The texture conundrum
Rene Mogollon, a postdoctoral researcher in Torres’ lab who did his doctorate work in Chile using spectrometry to detect apple defects, leads the work on using hyperspectral imaging to assess cherry quality. The industry already uses optical sorting technology to assess size, color, defects and even Brix.
Before a model can be developed to translate the way light bounces off a cherry to understand its firmness, Mogollon needs to know which wavelengths to look at. A hyperspectral sensor collects data on wavelengths across the light spectrum, and only a few are relevant to the question of cherry firmness.
“The sorting lines have specific sensors for the ranges they need. It’s cheaper and faster than collecting the whole spectrum of the fruit,” like he is, Mogollon said.
For each cherry he scans, Mogollon also takes compression data with a FirmTech 2 and measures peel maximum force and flesh force with a Mohr Digi-Test penetrometer.
He’s still crunching data but, so far, differences between firm and soft cherries can be detected in two zones of the light spectrum, one of which has been associated with water balance in other fruit crops. His first model shows that those key wavelengths can predict the traditional metrics within 10 percent error. More data should decrease that error rate, he added.
The study includes Rainier, Bing, Skeena and Sweetheart.
“Each cultivar and each season has its own distribution on compression,” he said. “We need more time with cherries to standardize the values.”
This season, Mogollon hopes to refine the model to better align with traditional texture metrics and see how it correlates to the texture experience of eaters.
In addition, Torres partnered with WSU cherry breeder Per McCord to add some more uniquely textured cherries to the sample set. For example, one selection of interest — for her research — feels firm outside and soft inside, while another selection is crunchy to the core.
“We have followed those weird textures for three years to better explain the texture you experience when you bite into a cherry,” she said.
With the breeding program selections, Torres also observed the influence that harvest timing has on firmness and other quality metrics. McCord harvests multiple times for each selection, to figure out the optimal timing.
The question of optimal timing comes up in the storage aspect of the study as well, Torres said. In her opinion, Washington growers generally harvest a little too late for storing fruit — because they rarely store fruit.
“I usually harvest (for research) at commercial harvest times, but to be able to store good-quality fruit, they have to harvest a little earlier,” she said.
To demonstrate the relationship between harvest timing and storability, her 2023 trial included two harvest dates, the commercial one and three to five days earlier.
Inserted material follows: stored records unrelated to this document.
PR #130, opened 2026-04-29
perf: incremental scope resolution (parent-prefix cache + ScopeStream)

jbearak:
## Summary

Two-stage perf overhaul of cross-file scope resolution in the diagnostic path. End-to-end on `~/repos/worldwide`, the `data.r` post-scan diagnostic dropped from ~680 ms → ~35 ms (≈19.5×).

- **Stage 1: per-snapshot parent-prefix cache.** `scope_at_position_with_graph`'s STEP 1 (parent walk) is position-invariant for a queried URI within one `DiagnosticsSnapshot` — parameterized only by `query_inside_function`. Cache it in `ParentPrefixCache` keyed by `(Url, bool)`, owned by the snapshot. Same-file leak filters from earlier fixes run inside the cached region. ~680 ms → ~200 ms (3.4×).
- **Stage 2: ScopeStream for in-file timeline replay.** Diagnostic collectors that call `scope_at_position` per-identifier on the same file now walk usages in document order via a forward-only cursor (`crates/raven/src/cross_file/scope.rs`). Maintains a global frame plus a stack of active function-scope frames; pushes/pops on `FunctionScope` events; resolves each forward `source()` call site at most once and caches the contribution across strict and lazily-built late frames. Per-usage cost drops from O(all events ≤ usage) to O(events newly crossed). ~200 ms → ~35 ms (5.8×).
- **Parallel workspace scan.** `scan_workspace` splits into a serial directory walk (with symlink-cycle protection) and a `rayon::par_iter` per-file phase (read + parse + artifact compute) merged via fold/reduce. 413-file workspace: ~1.1 s → ~130 ms (8.5×).
- **DocumentStoreConfig defaults raised** to `max_documents: 4096`, `max_memory_bytes: 512 MB`. Original 50/100MB silently evicted open documents in workspaces with >50 R files, forcing `compute_artifacts_with_metadata` recomputation on every diagnostic pass and dwarfing every other suspect.
- **ScopeResolutionMemo** memoizes the recursive resolver across queries within a single diagnostic pass.
- Subtle correctness fixes captured along the way (all with regression coverage):
  - `event_effect_position` for `Source` and `Removal` events uses `column + 1` so the streaming path matches the recursive resolver's strict `<` comparison.
  - `ScopeStream` Source merges use `entry().or_insert()` (first-source-wins), matching the recursive resolver.
  - `advance_to`'s function-frame eviction uses `Vec::retain` over the full stack — sweeping past sibling functions used to leak the previous body's locals.
  - `assignment_rhs_is_function_definition` unwraps `parenthesized_expression` so `f <- (function() f())` still supports recursion.
  - `Def` events use end-of-assignment as `visible_from` for non-function RHS so `merp <- merp` resolves the RHS in the enclosing scope.

35 commits; +7,614 / −699 across `crates/raven/src/cross_file/scope.rs`, `handlers.rs`, `state.rs`, `backend.rs`, plan/perf-trace docs under `.claude/`, and proptest fixtures.

## Test plan
- [ ] `cargo test -p raven` (full suite incl. property tests + new regressions: `test_scope_stream_drops_sibling_function_frames`, `test_scope_stream_source_merge_precedence_matches_recursive`, `test_scope_stream_removal_effect_position_matches_recursive`, `test_self_referential_assignment_rhs_is_undefined`, `prop_scope_stream_matches_per_position`)
- [ ] `cargo bench --bench cross_file` and `cargo bench --bench edit_to_publish` — verify no regression
- [ ] Run `cargo run --example profile_real_workspace --features test-support` against a large R workspace (e.g. `~/repos/worldwide`) and confirm `data.r` post-scan diagnostic is ≤50 ms
- [ ] Smoke test in VS Code: open a multi-file R workspace, edit a file in a `source()` chain, confirm diagnostics update without flicker

---

<a href="https://app.devin.ai/review/jbearak/raven/pull/130" target="_blank">
  <picture>
    Open in Devin Review
  </picture>
</a>

## Summary by CodeRabbit

* **New Features**
  * Faster cold-start diagnostics via cached cross-file scope resolution and streaming evaluation.
  * Parallel workspace scanning for faster indexing.
  * New profiling examples that report end-to-end and per-file startup timings.

* **Bug Fixes**
  * Stronger package-name validation to avoid spurious background prefetch and subprocess work.
  * Improved out-of-scope/undefined-variable attribution accuracy.

* **Tests**
  * Deterministic 10-file self-ref fixture and additional regressions/property tests.

* **Documentation**
  * Expanded implementation plans and benchmarking reports.


jbearak:
@coderabbit review

jbearak:
### Code review

Found 1 issue:

1. `ScopeStream::is_visible` and `ScopeStream::symbol_for` iterate `prefix.symbols` linearly with `iter().any()` / `iter().find()` instead of using the O(1) `HashMap::contains_key` / `HashMap::get` that `Arc<str>: Borrow<str>` enables. CLAUDE.md says "Watch for O(n²) scope detection or duplicate-detection paths in large files; prefer indexed lookups when possible" and "lookups via `.get()` and `.contains_key()` need `&str` arguments... since `HashMap<Arc<str>, _>` implements `Borrow<str>`." Both methods are called per-identifier in the diagnostic hot loop (`collect_undefined_variables_from_snapshot`, `collect_out_of_scope_diagnostics_from_snapshot`), so for a file with thousands of usages and a parent prefix of hundreds of inherited symbols this produces O(usages × prefix_size) work — partially negating the streaming optimization on the workspaces this PR benchmarks against.

https://github.com/jbearak/raven/blob/62e9e44f07e94d88573bd26a1bfb32c91b313608/crates/raven/src/cross_file/scope.rs#L4282-L4285

https://github.com/jbearak/raven/blob/62e9e44f07e94d88573bd26a1bfb32c91b313608/crates/raven/src/cross_file/scope.rs#L4386-L4392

That wasn’t enough to see significant maturity differences, so this year she’ll harvest at 10 days ahead of commercial harvest.
The harvested fruit was divided into storage regimes including modified atmosphere packaging (MAP bags), controlled atmosphere storage at two different oxygen and carbon dioxide levels, and refrigerated storage. Some cherries were evaluated after 15 days and some after 30.
“It’s very variety-dependent. And season dependent,” Torres said. “I would want to see more consistency, but we don’t. All of them are better than the control cherries that are just cold.”
The MAP bags are commonplace in Chile, she said, lowering oxygen to 10 percent and increasing carbon dioxide to more than 5 percent in 10 days. (For context, regular air is 21 percent oxygen.) They also help prevent dehydration and stem deterioration.
“If you are trying to get out of bags, for sustainability, you can use CA and keep the humidity levels high, even, but you will have different outcomes in different seasons,” she said. “Unfortunately, there is no winner yet.”
Cultivars for keeping?
Which common Pacific Northwest cherry cultivars have the most potential for successful storage?
Rachel Leisso, the new postharvest physiologist with the U.S. Department of Agriculture based in Hood River, Oregon, aims to find out by evaluating seven cultivars after four weeks of storage at either 31 degrees or 40 degrees Fahrenheit, with and without modified atmosphere bags.
The project began last season, funded by the Oregon Sweet Cherry Commission and Washington Tree Fruit Research Commission. Leisso looked at Coral Champagne, Black Pearl, Chelan, Santina, Bing, Skeena and Regina.
While the data is preliminary, it’s clear that the modified atmosphere bags helped the fruit retain quality longer under both temperature scenarios, Leisso said when she presented an update on her work to the commissions in November. As for varietal differences in key quality metrics, such as the absence of shriveling, pebbling or cracking and retention of good firmness, acidity and stem quality, another season’s data is needed, she said.